* [Activity]: Would you set down the complete data below, exactly as shown?

Data records:
[Start of section]

PR #1269, opened 2024-03-20
Fix Docker demo

jbearer:
* Fix typo in deploy image path
* Make deploy script runnable outside of the source tree


jbearer:
Need to think about this, since the bindings are checked into version control we have been able to build without compiling the contracts first, but this breaks that. Maybe it is better to read the bytecode object at runtime and just make sure it gets copied into the Docker image for the deploy script

sveitser (approved):

sequencer/src/bin/deploy.rs
```diff
@@ -295,11 +295,15 @@ async fn deploy_light_client_contract<M: Middleware + 'static>(
...
         .await?;
 
-    // Link with LightClient's bytecode artifacts
-    let bytecode_path = Path::new(env!("CARGO_MANIFEST_DIR"))
-        .join("../contracts/out/LightClient.sol/LightClient.json");
-    let json: Value = serde_json::from_reader(BufReader::new(File::open(bytecode_path)?))?;
-
+    // Link with LightClient's bytecode artifacts. We include the unlinked bytecode for the contract
+    // in this binary so that the contract artifacts do not have to be distributed with the binary.
+    // This should be fine because if the bindings we are importing are up to date, so should be the
```
sveitser, line 300: I think currently we don't always have the contract artifacts when we run `cargo test` etc. because everything that cargo test needs is in the bindings. If we want this to work we either need to check in the artifacts or always compile the contracts before we run tests.

sveitser: Didn't see your comment.

jbearer: Yeah, I ended up checking in the artifacts (just the one that is needed for the build, for now). My other idea, loading the artifacts at runtime and making sure they got copied into the docker image, ended up being a bigger headache because there's like 5 different places where we build docker images (we should fix that eventually)

PR #1283, opened 2024-03-27
Fix docker demo

nomaxg:


docker-compose.yaml
```diff
@@ -147,8 +147,7 @@ services:
     image: ghcr.io/espressosystems/espresso-sequencer/sequencer:main
     ports:
       - "$ESPRESSO_SEQUENCER1_API_PORT:$ESPRESSO_SEQUENCER_API_PORT"
-    # Run the availability API only, using postgres for persistence
-    command: sequencer -- storage-sql -- http -- query -- state
+    command: sequencer -- http -- query -- catchup -- status
```
jbearer, line 150: Why did we get rid of SQL here?

jbearer (changes requested):

docker-compose.yaml
nomaxg: switched back

jbearer (approved):

PR #1284, opened 2024-03-27
Workflow that fails if process compose is edited but docker compose isn't

nomaxg:


jbearer (approved):
Maybe have it print something like "If this was intentional, you may ignore this failure". Since in some cases you might change something in the native demo that doesn't affect the docker demo

PR #1291, opened 2024-04-01
Implement storage for fs and sql persistence

imabdulbasit:


sequencer/src/api/sql.rs
```diff
@@ -62,7 +65,7 @@ mod impl_testable_data_source {
     #[async_trait]
     impl TestableSequencerDataSource for DataSource {
         type Storage = TmpDb;
-        type Persistence = SqlStorage;
+        type Persistence = Arc<RwLock<SqlStorage>>;
```
jbearer, line 68: Curious why we needed this change? I thought the data source would always be `RwLock`ed at a higher level

sequencer/src/persistence/fs.rs
```diff
@@ -53,6 +64,113 @@ impl Persistence {
...
+            .open(file_path)?;
+
+        let proposal_bytes = bincode::serialize(&proposal).context("serialize proposal")?;
+
+        file.write_all(&proposal_bytes)?;
+
+        Ok(())
+    }
+    async fn record_action(&self, view: ViewNumber, action: HotShotAction) -> anyhow::Result<()> {
+        if let HotShotAction::Vote = action {
```
jbearer, line 128: Ah, so the `voted_view` stuff was from before we realized that there were other attributable actions. We want to store the latest view in which we have taken _any_ attributable action, so we should just store the view number here regardless of the type of action, and change `load_voted_view` to `load_latest_acted_view` or something

sequencer/src/persistence/fs.rs
```diff
@@ -53,6 +64,113 @@ impl Persistence {
...
+            .create(true)
+            .open(file_path)?;
+
+        let proposal_bytes = bincode::serialize(&proposal).context("serialize proposal")?;
+
+        file.write_all(&proposal_bytes)?;
+
+        Ok(())
+    }
+    async fn record_action(&self, view: ViewNumber, action: HotShotAction) -> anyhow::Result<()> {
```
jbearer, line 127: I don't love this taking `&self`. The update is non-atomic (first check that the view is newer than the old one, then overwrite the file), so we were relying on the fact that there was only one task in the node writing to this file at a time, which in turn was enforced by `&mut self`. Without that, we may need a `Mutex` protecting this functionality somehow.

jbearer: I'm beginning to wonder if we should implement the HotShot `Storage` trait on `RwLock<SequencerPersistence>` rather than directly on `SequencerPersistence`. This would fix the issue of `SequencerPersistence` requiring `Clone` and the awkwardness of setting `Storage = Arc<RwLock<Storage>>` in the testable data source

sequencer/src/persistence/fs.rs
```diff
@@ -53,6 +64,113 @@ impl Persistence {
...
+                    return Ok(());
+                }
+            }
+            fs::write(self.voted_view_path(), view.get_u64().to_le_bytes())?;
+        }
+
+        Ok(())
+    }
+
+    async fn update_high_qc(&self, high_qc: QuorumCertificate<SeqTypes>) -> anyhow::Result<()> {
```
jbearer, line 140: Same here

sequencer/src/persistence/sql.rs
```diff
@@ -186,7 +196,8 @@ impl PersistenceOptions for Options {
     type Persistence = Persistence;
 
     async fn create(self) -> anyhow::Result<Persistence> {
-        SqlStorage::connect(self.try_into()?).await
+        let storage = SqlStorage::connect(self.try_into()?).await?;
+        Ok(Arc::new(RwLock::new(storage)))
```
jbearer, line 200: Like I think this is gonna result in a nested `RwLock` pair when we `RwLock` it again to share it into the web server state

sequencer/src/persistence.rs
```diff
@@ -220,20 +252,209 @@ mod persistence_tests {
...
+            QuorumCertificate::genesis()
+        );
+
+        // store qcs with different view number
+        qc.view_number += 1;
+        storage.update_high_qc(qc.clone()).await.unwrap();
+
+        qc.view_number += 1;
+        storage.update_high_qc(qc.clone()).await.unwrap();
+
```
jbearer, line 314: Check that `update_high_qc` with a lower view number doesn't update anything

sequencer/src/persistence/fs.rs
```diff
@@ -147,6 +177,169 @@ impl SequencerPersistence for Persistence {
...
+        let dir_path = self.da_dir_path();
+
+        if !dir_path.exists() {
+            return Ok(None);
+        }
+
+        let entries = fs::read_dir(dir_path)?;
+        let view = view.get_u64();
+
+        for entry in entries {
```
jbearer, line 208: Since we know the view number, just figure out the file name and open it directly, instead of searching

jbearer (approved):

[End of section]

* [Output for this exercise]:
PR #1269, opened 2024-03-20
Fix Docker demo

jbearer:
* Fix typo in deploy image path
* Make deploy script runnable outside of the source tree


jbearer:
Need to think about this, since the bindings are checked into version control we have been able to build without compiling the contracts first, but this breaks that. Maybe it is better to read the bytecode object at runtime and just make sure it gets copied into the Docker image for the deploy script

sveitser (approved):

sequencer/src/bin/deploy.rs
```diff
@@ -295,11 +295,15 @@ async fn deploy_light_client_contract<M: Middleware + 'static>(
...
         .await?;
 
-    // Link with LightClient's bytecode artifacts
-    let bytecode_path = Path::new(env!("CARGO_MANIFEST_DIR"))
-        .join("../contracts/out/LightClient.sol/LightClient.json");
-    let json: Value = serde_json::from_reader(BufReader::new(File::open(bytecode_path)?))?;
-
+    // Link with LightClient's bytecode artifacts. We include the unlinked bytecode for the contract
+    // in this binary so that the contract artifacts do not have to be distributed with the binary.
+    // This should be fine because if the bindings we are importing are up to date, so should be the
```
sveitser, line 300: I think currently we don't always have the contract artifacts when we run `cargo test` etc. because everything that cargo test needs is in the bindings. If we want this to work we either need to check in the artifacts or always compile the contracts before we run tests.

sveitser: Didn't see your comment.

jbearer: Yeah, I ended up checking in the artifacts (just the one that is needed for the build, for now). My other idea, loading the artifacts at runtime and making sure they got copied into the docker image, ended up being a bigger headache because there's like 5 different places where we build docker images (we should fix that eventually)

PR #1283, opened 2024-03-27
Fix docker demo

nomaxg:


docker-compose.yaml
```diff
@@ -147,8 +147,7 @@ services:
     image: ghcr.io/espressosystems/espresso-sequencer/sequencer:main
     ports:
       - "$ESPRESSO_SEQUENCER1_API_PORT:$ESPRESSO_SEQUENCER_API_PORT"
-    # Run the availability API only, using postgres for persistence
-    command: sequencer -- storage-sql -- http -- query -- state
+    command: sequencer -- http -- query -- catchup -- status
```
jbearer, line 150: Why did we get rid of SQL here?

jbearer (changes requested):

docker-compose.yaml
nomaxg: switched back

jbearer (approved):

PR #1284, opened 2024-03-27
Workflow that fails if process compose is edited but docker compose isn't

nomaxg:


jbearer (approved):
Maybe have it print something like "If this was intentional, you may ignore this failure". Since in some cases you might change something in the native demo that doesn't affect the docker demo

PR #1291, opened 2024-04-01
Implement storage for fs and sql persistence

imabdulbasit:


sequencer/src/api/sql.rs
```diff
@@ -62,7 +65,7 @@ mod impl_testable_data_source {
     #[async_trait]
     impl TestableSequencerDataSource for DataSource {
         type Storage = TmpDb;
-        type Persistence = SqlStorage;
+        type Persistence = Arc<RwLock<SqlStorage>>;
```
jbearer, line 68: Curious why we needed this change? I thought the data source would always be `RwLock`ed at a higher level

sequencer/src/persistence/fs.rs
```diff
@@ -53,6 +64,113 @@ impl Persistence {
...
+            .open(file_path)?;
+
+        let proposal_bytes = bincode::serialize(&proposal).context("serialize proposal")?;
+
+        file.write_all(&proposal_bytes)?;
+
+        Ok(())
+    }
+    async fn record_action(&self, view: ViewNumber, action: HotShotAction) -> anyhow::Result<()> {
+        if let HotShotAction::Vote = action {
```
jbearer, line 128: Ah, so the `voted_view` stuff was from before we realized that there were other attributable actions. We want to store the latest view in which we have taken _any_ attributable action, so we should just store the view number here regardless of the type of action, and change `load_voted_view` to `load_latest_acted_view` or something

sequencer/src/persistence/fs.rs
```diff
@@ -53,6 +64,113 @@ impl Persistence {
...
+            .create(true)
+            .open(file_path)?;
+
+        let proposal_bytes = bincode::serialize(&proposal).context("serialize proposal")?;
+
+        file.write_all(&proposal_bytes)?;
+
+        Ok(())
+    }
+    async fn record_action(&self, view: ViewNumber, action: HotShotAction) -> anyhow::Result<()> {
```
jbearer, line 127: I don't love this taking `&self`. The update is non-atomic (first check that the view is newer than the old one, then overwrite the file), so we were relying on the fact that there was only one task in the node writing to this file at a time, which in turn was enforced by `&mut self`. Without that, we may need a `Mutex` protecting this functionality somehow.

jbearer: I'm beginning to wonder if we should implement the HotShot `Storage` trait on `RwLock<SequencerPersistence>` rather than directly on `SequencerPersistence`. This would fix the issue of `SequencerPersistence` requiring `Clone` and the awkwardness of setting `Storage = Arc<RwLock<Storage>>` in the testable data source

sequencer/src/persistence/fs.rs
```diff
@@ -53,6 +64,113 @@ impl Persistence {
...
+                    return Ok(());
+                }
+            }
+            fs::write(self.voted_view_path(), view.get_u64().to_le_bytes())?;
+        }
+
+        Ok(())
+    }
+
+    async fn update_high_qc(&self, high_qc: QuorumCertificate<SeqTypes>) -> anyhow::Result<()> {
```
jbearer, line 140: Same here

sequencer/src/persistence/sql.rs
```diff
@@ -186,7 +196,8 @@ impl PersistenceOptions for Options {
     type Persistence = Persistence;
 
     async fn create(self) -> anyhow::Result<Persistence> {
-        SqlStorage::connect(self.try_into()?).await
+        let storage = SqlStorage::connect(self.try_into()?).await?;
+        Ok(Arc::new(RwLock::new(storage)))
```
jbearer, line 200: Like I think this is gonna result in a nested `RwLock` pair when we `RwLock` it again to share it into the web server state

sequencer/src/persistence.rs
```diff
@@ -220,20 +252,209 @@ mod persistence_tests {
...
+            QuorumCertificate::genesis()
+        );
+
+        // store qcs with different view number
+        qc.view_number += 1;
+        storage.update_high_qc(qc.clone()).await.unwrap();
+
+        qc.view_number += 1;
+        storage.update_high_qc(qc.clone()).await.unwrap();
+
```
jbearer, line 314: Check that `update_high_qc` with a lower view number doesn't update anything

sequencer/src/persistence/fs.rs
```diff
@@ -147,6 +177,169 @@ impl SequencerPersistence for Persistence {
...
+        let dir_path = self.da_dir_path();
+
+        if !dir_path.exists() {
+            return Ok(None);
+        }
+
+        let entries = fs::read_dir(dir_path)?;
+        let view = view.get_u64();
+
+        for entry in entries {
```
jbearer, line 208: Since we know the view number, just figure out the file name and open it directly, instead of searching

jbearer (approved):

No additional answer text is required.